2023’e Doğru MHP ve Yeni Milliyetçi Sosyoloji
MHP’nin söz konusu yeni milliyetçi sosyoloji üzerinden 2023 seçimlerine yönelik yapılan tartışmalarda göz ardı edilmesi oldukça büyük bir hatadır. Bunun ilk ve temel sebebi ise MHP’nin 15 Temmuz sonrası AK Parti ile oluşturduğu Cumhur İttifakı ile birlikte milliyetçi sosyolojide hala en önemli orana sahip geleneksel milliyetçi kümenin en güçlü temsilcisi konumunda yer almasıdır. Özellikle geçmişte AK Parti’ye oy vermiş veya oy verme eğilimine sahip bu grubun milliyetçi-muhafazakar değerleri ön plana çıkaran iki partiden birini tercih etmesi olasıdır. Dolayısıyla MHP, bu tabanı önemli oranda koruduğu kadar, 2018’te tecrübe edildiği gibi, söz konusu seçmen kümesinin algısında AK Parti’nin yegane alternatifi olarak ön plana çıkmaktadır. Böylelikle 2023 seçimleri bağlamında AK Parti-MHP arası oy geçişkenliği mümkün hale gelmekte ve MHP, Cumhur İttifakı açısından bloklar arası oy geçişkenliğini frenleyen bir role sahip olmaktadır. Bu da 2023 seçimlerinde MHP’nin sahip olduğu en kritik roldür.
İkinci olarak MHP, yeni milliyetçi sosyolojiye ulaşmakta İYİ Parti gibi rakiplerinden, sahip olduğu avantajlar ile pozitif anlamda ayrışmaktadır. Bu noktada hem parti olarak sahip olduğu kurumsal ve algısal özdeşleşme hem de rakiplerine kıyasla net bir biçimde sahip olduğu ideolojik pozisyon en önemli avantajlarıdır. Dolayısıyla milliyetçi kaygılar ve ideolojik motivasyonla oy vermeyi önceleyen seçmenler açısından MHP bir adım öne çıkmaktadır.
MHP’nin 2023 açısından bir diğer kritik rolü, Bahçeli’nin 15 Temmuz sonrası sürdürdüğü net söylem ve politikadır.
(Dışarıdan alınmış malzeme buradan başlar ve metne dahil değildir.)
PR #809, opened 2026-09-02
feat(calendar): ask how far a recurring change reaches

krantheman:
Recurring events asked "this instance or the whole series?" with a button per answer. The far-reaching answer carried the primary style, there was no Cancel besides the ✕, and two buttons couldn't grow a third answer — which delete had needed all along and had solved on its own with a submenu: three commands behind a hover, each firing the moment it was touched.

One dialog now, asked the same way everywhere it comes up — the edit modal, a dragged occurrence, delete, and RSVP, which never asked at all. The answers are a radio list, the safest is pre-selected so Enter does the least far-reaching thing, and a single primary button carries the verb.

All three answers work in all four places. "This and following" is dropped at the head of a series, where it means the same as "all events".

## Making the answers real

Only "all events" and (for delete) "this instance" existed before. The rest is new:

- **Edit one occurrence** — writes an override addressed by `(master_id, recurrence_id)`, wired in the edit modal and for a dragged occurrence, which used to undo the move rather than leave it on screen as if saved.
- **This and following** — JSCalendar can say "this date" or "the series" and nothing between, so the series is cut in two: the original stops before this occurrence, the edit becomes a new series starting at it. A counted series is shared out rather than repeated, and overrides the truncated rule no longer generates move to the new half.
- **Delete this and following** — the same truncation, server-side now. Three bugs went with the move: `until` was set to midnight on the occurrence's date (so an all-day series kept the day it was told to delete), a counted series got an `until` bolted on beside its `count`, and it hung on a field the event doesn't always carry — writing `undefinedT00:00:00Z` when absent.
- **Answer one occurrence** — the status lands as an override on that date and the iTIP reply names it with a `RECURRENCE-ID`.

## Fixes found while testing it

Most of the diff. Nearly all are one root cause: an override losing track of the thing that generates it.

- Moving a series left its overrides on their old keys, so an edited occurrence was drawn twice — once where the rule now puts it, once where it used to be. Keys shift with the series. Same for a rule whose day selectors were reanchored by the move, which reads differently while describing the same series.
- A rule names its days by reading them off the start and doesn't re-read them when the anchor moves. A Monday series moved to a Wednesday started on Wednesday and repeated on Mondays, so the occurrence just moved wasn't drawn at all.
- Dragging a series by its second occurrence sent that occurrence's start as the master's, re-basing every date after it — the first occurrence disappeared.
- Stalwart 0.16.20 returns an occurrence carrying an override without its title, description, privacy, locations, participants or organizer, and with a duration invented to run to midnight. The series fills those back in, using its own `recurrenceOverrides` to know which properties the occurrence actually owns.
- An invitation is delivered as an occurrence while the account keeps its own copy of the same uid; answering filled that copy in and drew it as a second, untitled event.
- An override doesn't replace the occurrence it names — both come back. The one to draw is the one synthesised from the override, which the server never stored and so has no creation time.
- An occurrence's link used the row's id, which is synthetic and moves when that occurrence gains an override. The panel lost its event on the first edit.
- `getRepeatMessage` asserted its way to a frequency, so an occurrence whose series lost its rule took the whole detail panel down.

## Testing

Frontend unit tests for the option lists, the reanchor and the repeat message; Python unit tests for the split arithmetic.

The rest is verified by hand against Stalwart 0.16.20, including a real invitation sent between two accounts — edit/delete/move at each scope, the split's count sharing, overrides surviving a move and a truncation, an invitation drawn once, and per-occurrence and series-wide answers alongside each other. There is no automated integration coverage: `StalwartIntegrationTestCase` can't create a member on 0.16.20 (`locale: "en_US"` is rejected, and admin impersonation then returns 401), so CI still pins 0.16.17 and these paths only run locally.


krantheman:
@greptileai review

Bahçeli, bu tarihten itibaren tabana veya seçmene göre pozisyon almaktan yahut söylemini şekillendirmekten vazgeçmiş, doğrudan seçmene doğru pozisyonu gösteren bir konuma yerleşmiştir. Bu sayede Bahçeli ve MHP, oy kaybı ve çeşitli dezavantajları göze alarak siyasetin pragmatizm kısıtlamalarından ayrılmış ve milliyetçi sosyolojiye doğru pozisyonu alma davetine başlamıştır. Dolayısıyla MHP, 2023’te ittifak, aday veya söylem karmaşası yaşayan rakiplerinden ayrışarak net bir pozisyonla seçmen karşısına çıkabilmektedir.
Sonuç olarak MHP, 2023 seçimlerinde sanılandan daha kritik bir role sahip olacaktır. Her ne kadar seçim anketleri, her genel seçimde olduğu gibi oylarını düşük gösterse de MHP’nin milliyetçi seçmen sosyolojisi üzerindeki etkisi seçim günü yaklaştıkça ve sonrasında daha iyi anlaşılacaktır.